Center for Systems and Computational Biology and Molecular and Cellular Oncogenesis Program, The Wistar Institute, Philadelphia, PA, USA.
J Proteomics. 2013 Aug 26;89:165-78. doi: 10.1016/j.jprot.2013.06.016. Epub 2013 Jun 21.
New serological biomarkers for early detection and clinical management of ovarian cancer are urgently needed, and many candidates have been reported. A major challenge frequently encountered when validating candidates in patients is establishing quantitative assays that distinguish between highly homologous proteins. The current study tested whether multiple members of two recently discovered ovarian cancer biomarker protein families, chloride intracellular channel (CLIC) proteins and tropomyosins (TPM), were detectable in ovarian cancer patient sera. A multiplexed, label-free multiple reaction monitoring (MRM) assay was established to target peptides specific to all detected CLIC and TPM family members, and their serum levels were quantitated for ovarian cancer patients and non-cancer controls. In addition to CLIC1 and TPM1, which were the proteins initially discovered in a xenograft mouse model, CLIC4, TPM2, TPM3, and TPM4 were present in ovarian cancer patient sera at significantly elevated levels compared with controls. Some of the additional biomarkers identified in this homolog-centric verification and validation approach may be superior to the previously identified biomarkers at discriminating between ovarian cancer and non-cancer patients. This demonstrates the importance of considering all potential protein homologs and using quantitative assays for cancer biomarker validation with well-defined isoform specificity.
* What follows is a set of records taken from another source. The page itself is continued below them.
PR #991, opened 2021-03-29
[DUOS-925][risk=low] election api to service

rfricke-asymmetrik:
**Addresses**
https://broadworkbench.atlassian.net/browse/DUOS-925

**Changes**

- Remove ElectionAPI and interface
- Replace with ElectionService
- Add ElectionServiceTest and add tests for methods moved into ElectionService

In all cases:


src/test/java/org/broadinstitute/consent/http/resources/ElectionResourceTest.java
```diff
@@ -32,7 +31,6 @@
 @SuppressWarnings("FieldCanBeLocal")
 @RunWith(PowerMockRunner.class)
 @PowerMockIgnore("jdk.internal.reflect.*")
-@PrepareForTest({AbstractElectionAPI.class})
```
rushtong: I think we can get rid of all of these if we aren't using `AbstractElectionAPI` any more

rushtong (approved):
One minor cleanup suggestion inline, but looks great 👍🏽

PR #993, opened 2021-03-30
DUOS-1135[risk=no]Bug on Admin Manage Access and New Chair Console when creating Election

raejohanek:
SCOPE:
-remove breaking subquery for version in ElectionDAO.getElectionWithFinalVoteByReferenceIdAndType

ADDRESSES:
https://broadworkbench.atlassian.net/browse/DUOS-1135

In all cases:

### DIFF
--- a/src/main/java/org/broadinstitute/consent/http/db/ElectionDAO.java
+++ b/src/main/java/org/broadinstitute/consent/http/db/ElectionDAO.java
@@ -79,7 +79,7 @@ public interface ElectionDAO extends Transactional<ElectionDAO> {
     @SqlQuery("SELECT e.electionId,  e.datasetId, v.vote finalVote, e.status, e.createDate, e.referenceId, v.rationale finalRationale, v.createDate finalVoteDate, "
             + " e.lastUpdate, e.finalAccessVote, e.electionType, e.dataUseLetter, e.dulName, e.archived, e.version FROM election e"
             + " INNER JOIN vote v on v.electionId = e.electionId and LOWER(v.type) = 'chairperson' "
-            + " WHERE e.referenceId = :referenceId AND lower(e.electionType) = LOWER(:type) LIMIT 1")
+            + " WHERE e.referenceId = :referenceId AND lower(e.electionType) = LOWER(:type) ORDER BY createDate desc LIMIT 1")
     Election getElectionWithFinalVoteByReferenceIdAndType(@Bind("referenceId") String referenceId, @Bind("type") String type);
 
     @SqlQuery("SELECT distinct "
--- a/src/main/java/org/broadinstitute/consent/http/db/ElectionDAO.java
+++ b/src/main/java/org/broadinstitute/consent/http/db/ElectionDAO.java
@@ -76,10 +76,10 @@ public interface ElectionDAO extends Transactional<ElectionDAO> {
             + " where e.referenceId = :referenceId and lower(e.status) = 'open' and lower(e.electionType) = lower(:type)")
     Election getOpenElectionWithFinalVoteByReferenceIdAndType(@Bind("referenceId") String referenceId, @Bind("type") String type);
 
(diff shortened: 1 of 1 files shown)


src/main/java/org/broadinstitute/consent/http/db/ElectionDAO.java
```diff
@@ -76,10 +76,10 @@ void bulkCancelOpenElectionByReferenceIdAndType(@Bind("electionType") String ele
...
 
-    @SqlQuery("select e.electionId,  e.datasetId, v.vote finalVote, e.status, e.createDate, e.referenceId, v.rationale finalRationale, v.createDate finalVoteDate, "
-            + "e.lastUpdate, e.finalAccessVote, e.electionType, e.dataUseLetter, e.dulName, e.archived, e.version  from election e"
-            + " inner join vote v on v.electionId = e.electionId and lower(v.type) = 'chairperson' "
-            + " where e.referenceId = :referenceId and lower(e.electionType) = lower(:type) and e.version = (select MAX(version) from election where referenceId = :referenceId)")
+    @SqlQuery("SELECT e.electionId,  e.datasetId, v.vote finalVote, e.status, e.createDate, e.referenceId, v.rationale finalRationale, v.createDate finalVoteDate, "
+            + " e.lastUpdate, e.finalAccessVote, e.electionType, e.dataUseLetter, e.dulName, e.archived, e.version FROM election e"
+            + " INNER JOIN vote v on v.electionId = e.electionId and LOWER(v.type) = 'chairperson' "
+            + " WHERE e.referenceId = :referenceId AND lower(e.electionType) = LOWER(:type) LIMIT 1")
```
rushtong: We do still need the subquery, but the `version` version of these queries are wrong (and we need to update them where we see them). Instead of using `version`, we should instead use `createdate`. Version was not very well implemented and has led to quite a number of bugs in the past.

rushtong (changes requested):
Nice find ... see comment inline.

src/main/java/org/broadinstitute/consent/http/db/ElectionDAO.java
raejohanek: so I know my solution is not a subquery but I believe sorting by descending create date and then only returning the first one has the same effect as sub querying for the max create date

raejohanek: So, when I check this solution using postico it works but when I test it out through the UI electionDAO.getElectionWithFinalVoteByReferenceIdAndType(requestId, ElectionType.DATA_ACCESS.getValue()) still returns null even though the same exact query returns the election in postico, I'm not sure if this is an issue with the way I'm testing it or if there is something else going on, @JVThomas  ? (this call is made from line 223 DatabaseElectionAPI.describeDataRequestElection)

rushtong: Using a limit 1 with a descending create date should be just as functional as the subquery approach.

rushtong: Just a note that limit+createdate+sort only works for single entity queries. When we need to pull a list of entities, we will need to use a subquery approach to ensuring we're getting the most recent election.

raejohanek: I don't understand what you mean because as i understand it this is always querying for a single entity. The reason I am using this approach is because with the subquery  for createdate it was the same issue as the subquery for version, it wasn't returning anything, but with the sort and limit 1 it returns the most recent

rushtong: THIS query always only returns a single election. In most other queries, we need to query for N elections, and we usually have to subquery to ensure we're getting the latest election for whatever criteria we're looking for, usually a reference id.

raejohanek: Ah I see!

rushtong (approved):
👍🏽

PR #1012, opened 2021-04-09
[DUOS-1178][risk=no] Update dataset queries

rushtong:
## Addresses
https://broadworkbench.atlassian.net/browse/DUOS-1178

Update queries to outer joins so that datasets with some missing properties can be displayed.

----

In all cases:

### DIFF
--- a/src/main/java/org/broadinstitute/consent/http/db/DataSetDAO.java
+++ b/src/main/java/org/broadinstitute/consent/http/db/DataSetDAO.java
@@ -1,18 +1,11 @@
 package org.broadinstitute.consent.http.db;
 
-import java.sql.Timestamp;
-import java.util.Collection;
-import java.util.Date;
-import java.util.List;
-import java.util.Set;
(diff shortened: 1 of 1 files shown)


JVThomas:
The update works for me locally. Just making sure, the left joins are tied to properties that don't have to exist on a dataset made via the form?

raejohanek (approved):
tested out locally and it works well for me!

rushtong:
@JVThomas 
> The update works for me locally. Just making sure, the left joins are tied to properties that don't have to exist on a dataset made via the form?

No, that's not what this is trying to do. The inner joins were preventing the DS from being visible if they were missing values. This prevents us from deleting them via the UI, because we can't see them. It also prevents any ability to fix them in the edit screen. 

That being said, we do have a restriction on the data use properties. Those are non-editable as a policy decision. Instead, the user must delete (which this PR helps us do, but not all the way, see DUOS-1179) and then recreate them.

PR #1013, opened 2021-04-09
[DUOS-1130][risk=no] Fix dataset delete by id/user

rushtong:
## Addresses
https://broadworkbench.atlassian.net/browse/DUOS-1130

Clean up the delete by id/user code.

----

In all cases:

### DIFF
--- a/src/main/java/org/broadinstitute/consent/http/db/DataSetDAO.java
+++ b/src/main/java/org/broadinstitute/consent/http/db/DataSetDAO.java
@@ -63,6 +63,9 @@ public interface DataSetDAO extends Transactional<DataSetDAO> {
     @SqlBatch("delete from datasetproperty where dataSetId = :dataSetId")
     void deleteDataSetsProperties(@Bind("dataSetId") Collection<Integer> dataSetsIds);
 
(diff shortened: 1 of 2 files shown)


raejohanek (changes requested):
when I test this out I still get the 500 failed to rollback error, is that bc this needs the 1178 PR too?

rushtong:
That can't happen, there's no rollback code in this PR. Remember to do a clean maven build.

JVThomas (approved):
Can confirm successful deletion of dataset and dataset properties with Swagger and Postico (local deletion).

JVThomas:
Would also like to add that the ```deleteDataset``` function is called on the exception handler for ```createDataset```. Could the old implementation with failed CREATE requests be the reason why impartial datasets exist in the database?

rushtong:
> Would also like to add that the deleteDataset function is called on the exception handler for createDataset. Could the old implementation be the reason why impartial datasets persisted?

It could be ... I haven't gotten to testing that specific error yet. Need to get some of these other bugs fixed before I can replicate the issue in https://broadworkbench.atlassian.net/browse/DUOS-1177

raejohanek (approved):
tested locally- deletes dataset, dataset properties, and adds delete to dataset audit

PR #1018, opened 2021-04-10
[DUOS-1180][risk=no] Update handling of delete dataset

rushtong:
## Addresses
https://broadworkbench.atlassian.net/browse/DUOS-1180

## Changes
This PR is a significant overhaul of how we delete a dataset.  Prior to recent updates, we were handling transactions poorly. Recent updates were quick fixes to get past several bugs. This update handles deletion properly in a jdbi3-friendly transaction.

* Some class and variable renaming
* Moved the queries associated with deleting a dataset to the same DAO so we can wrap the whole process in a single, rollback-able transaction. More information on this here: https://jdbi.org/#_transactions
* Cleaned up unused methods and classes related to moving those delete queries
* Added `DELETE` to the standard auditable actions
* Removed the concept of "logical delete" of a dataset, this was not implemented well and has no purpose as we audit all deletions.

----

In all cases:


src/main/java/org/broadinstitute/consent/http/db/DatasetDAO.java
```diff
@@ -66,6 +67,16 @@
...
 
+    @SqlUpdate("INSERT INTO dataset_audit (datasetid, changeaction, modifiedbyuser, modificationdate, objectid, name, active) VALUES (:dataSetId, :action, :user, :date, :objectId, :name, :active )")
+    @GetGeneratedKeys
+    Integer insertDataSetAudit(@BindBean DataSetAudit dataSets);
+
+    @SqlUpdate("DELETE FROM dataset_user_association WHERE datasetid = :datasetId")
+    void deleteUserAssociationsByDatasetId(@Bind("datasetId") Integer datasetId);
+
+    @SqlUpdate("DELETE FROM consentassociations WHERE datasetid = :datasetId")
+    void deleteConsentAssociationsByDataSetId(@Bind("datasetId") Integer datasetId);
```
rushtong, line 78: These queries were originally in other DAOs. These were moved to here so they can all be wrapped in a single transaction block.

src/main/java/org/broadinstitute/consent/http/service/DatasetService.java
```diff
@@ -312,27 +307,34 @@ public DataSetDTO getDatasetDTO(Integer datasetId) {
...
+                    return true;
+                });
+            } catch (Exception e) {
+                logger.error(e.getMessage());
+                throw e;
             }
-        } catch (Exception e) {
-            throw new IllegalStateException(e.getMessage());
         }
     }
```
rushtong, line 339: This is the meat of the PR. Previous delete statements were spread across separate DAOs which prevented us from wrapping them in a single transaction. This ensures that all are committed, or none are.

src/main/java/org/broadinstitute/consent/http/db/ConsentDAO.java
```diff
@@ -130,9 +130,6 @@ void deleteAllAssociationsForType(@Bind("consentId") String consentId,
     @SqlUpdate("delete from consentassociations where consentId = :consentId")
     void deleteAllAssociationsForConsent(@Bind("consentId") String consentId);
 
-    @SqlUpdate("delete from consentassociations where dataSetId = :dataSetId")
-    void deleteAssociationsByDataSetId(@Bind("dataSetId") Integer dataSetId);
-
```
rushtong, line 135: moved to `DatasetDAO`

src/main/java/org/broadinstitute/consent/http/service/DatasetService.java
```diff
@@ -310,29 +305,29 @@ public DataSetDTO getDatasetDTO(Integer datasetId) {
...
+                        h.deleteDatasetById(datasetId);
+                    } catch (Exception e) {
+                        h.rollback();
+                        throw e;
+                    }
+                });
+            } catch (Exception e) {
+                logger.error(e.getMessage());
+                throw e;
             }
```
rushtong, line 330: This is the meat of the PR. Wrapping the individual DAO calls in this transaction allows for them to all succeed, or all fail.

raejohanek (commented):
tested out locally, I have a couple questions, after I delete a dataset with a successful response, and then try to find that dataset by ID instead of returning a 404 it returns a successful response with this body: {
  "dacId": null,
  "dataSetId": null,
  "consentId": null,
  "translatedUseRestriction": null,
  "deletable": null,
  "properties": null,
  "active": null,
  "needsApproval": null,
  "isAssociatedToDataOwners": null,
  "updateAssociationToDataOwnerAllowed": null,
  "alias": null,
  "objectId": null,
  "createDate": null,
  "createUserId": null,
  "updateDate": null,
  "updateUserId": null,
  "dataUse": null
}
Is this the expected behavior?
Additionally, when I try to delete a dataset that is missing information such as dataset 4 which does not have a name, delete gives a 500 error because it is trying to add the delete dataset call to the dataset_audit table which has a non-null constraint on the name

rushtong:
@raejohanek 

> after I delete a dataset with a successful response, and then try to find that dataset by ID instead of returning a 404 it returns a successful response with this body: {
> "dacId": null,
> "dataSetId": null,
> "consentId": null,
> "translatedUseRestriction": null,
> "deletable": null,
> "properties": null,
> "active": null,
> "needsApproval": null,
> "isAssociatedToDataOwners": null,
> "updateAssociationToDataOwnerAllowed": null,
> "alias": null,
> "objectId": null,
> "createDate": null,
> "createUserId": null,
> "updateDate": null,
> "updateUserId": null,
> "dataUse": null
> }
> Is this the expected behavior?

This looks like an error in the find by id code, it's returning the null object instead of throwing a 404. This looks like a separate bug ... will file a ticket for that.

rushtong:
@raejohanek 

> when I try to delete a dataset that is missing information such as dataset 4 which does not have a name, delete gives a 500 error because it is trying to add the delete dataset call to the dataset_audit table which has a non-null constraint on the name

This PR is trying to fix that exact problem, you're sure you have the right code pulled and built? See https://github.com/DataBiosphere/consent/pull/1018/files#diff-b48387687c627ee6703cc3122b9105cbc0197a3a1ec985a9f0bd0e5050f65e7eR312 for where we check on the name to ensure that we have something to enter into that column.

rushtong:
RE: null dataset, confirmed that this is an existing bug on dev:
```
curl -X 'GET' 'https://consent.dsde-dev.broadinstitute.org/api/dataset/20000' 
```
yields:
```
{
  "dacId": null,
  "dataSetId": null,
  "consentId": null,
  "translatedUseRestriction": null,
  "deletable": null,
  "properties": null,
  "active": null,
  "needsApproval": null,
  "isAssociatedToDataOwners": null,
  "updateAssociationToDataOwnerAllowed": null,
  "alias": null,
  "objectId": null,
  "createDate": null,
  "createUserId": null,
  "updateDate": null,
  "updateUserId": null,
  "dataUse": null
}
```

raejohanek:
> @raejohanek
> 
> > when I try to delete a dataset that is missing information such as dataset 4 which does not have a name, delete gives a 500 error because it is trying to add the delete dataset call to the dataset_audit table which has a non-null constraint on the name
> 
> This PR is trying to fix that exact problem, you're sure you have the right code pulled and built? See https://github.com/DataBiosphere/consent/pull/1018/files#diff-b48387687c627ee6703cc3122b9105cbc0197a3a1ec985a9f0bd0e5050f65e7eR312 for where we check on the name to ensure that we have something to enter into that column.

yeah, I see the solution in the code and that makes sense, I'm just not seeing it in action for some reason. I am on branch 1180 with all the latest changes I ran docker-compose down, then mvn clean compile and then docker-compose up and I am on the local swagger testing these out, any suggestions?

raejohanek (approved):
tested locally, delete works as expected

This manuscript addresses the importance of distinguishing between protein homologs and isoforms when identifying and validating cancer biomarkers in plasma or serum. Specifically, it describes the use of targeted in-depth LC-MS/MS analysis to determine the members of two protein families, chloride intracellular channel (CLIC) and tropomyosin (TPM) proteins that are detectable in sera of ovarian cancer patients. It then establishes a multiplexed isoform- and homology-specific MRM assay to quantify all observed gene products in these two protein families as well as many of the closely related tropomyosin isoforms. Using this assay, levels of all detected CLICs and TPMs were quantified in ovarian cancer patient and control subject sera. These results demonstrate that in addition to the previously known CLIC1, multiple tropomyosins and CLIC4 are promising new ovarian cancer biomarkers. Based on these initial validation studies, these new ovarian cancer biomarkers appear to be superior to most previously known ovarian cancer biomarkers.
迫切需要新的血清生物标志物来用于卵巢癌的早期检测和临床管理,并且已经报道了许多候选标志物。在患者中验证候选标志物时,经常遇到的一个主要挑战是建立能够区分高度同源蛋白的定量检测方法。本研究测试了最近发现的两个卵巢癌生物标志物蛋白家族(氯离子通道蛋白 CLIC 和原肌球蛋白 TPM)的多个成员是否可在卵巢癌患者血清中检测到。建立了一种多重、无标记的多重反应监测(MRM)检测方法,以靶向针对所有检测到的 CLIC 和 TPM 家族成员的特异性肽,并对卵巢癌患者和非癌症对照者的血清水平进行定量分析。除了最初在异种移植小鼠模型中发现的 CLIC1 和 TPM1 外,CLIC4、TPM2、TPM3 和 TPM4 也在卵巢癌患者血清中以明显高于对照组的水平存在。在这种同源验证和验证方法中鉴定的一些其他生物标志物在区分卵巢癌患者和非癌症患者方面可能优于先前鉴定的生物标志物。这证明了在鉴定和验证用于血浆或血清的癌症生物标志物时,考虑所有潜在蛋白同源物并使用定量检测方法进行区分的重要性。
本文解决了在血浆或血清中鉴定和验证癌症生物标志物时区分蛋白同源物和同工型的重要性。具体来说,它描述了使用靶向深度 LC-MS/MS 分析来确定在卵巢癌患者血清中可检测到的两个蛋白家族(氯离子通道(CLIC)和原肌球蛋白(TPM)蛋白)的成员。然后,它建立了一种多重、同型和同源特异性的 MRM 检测方法,以定量这些两种蛋白家族以及许多密切相关的原肌球蛋白同工型的所有观察到的基因产物。使用该检测方法,定量了卵巢癌患者和对照受试者血清中所有检测到的 CLIC 和 TPM 的水平。这些结果表明,除了先前已知的 CLIC1 之外,多种原肌球蛋白和 CLIC4 是很有前途的新卵巢癌生物标志物。基于这些初步验证研究,这些新的卵巢癌生物标志物似乎优于大多数先前已知的卵巢癌生物标志物。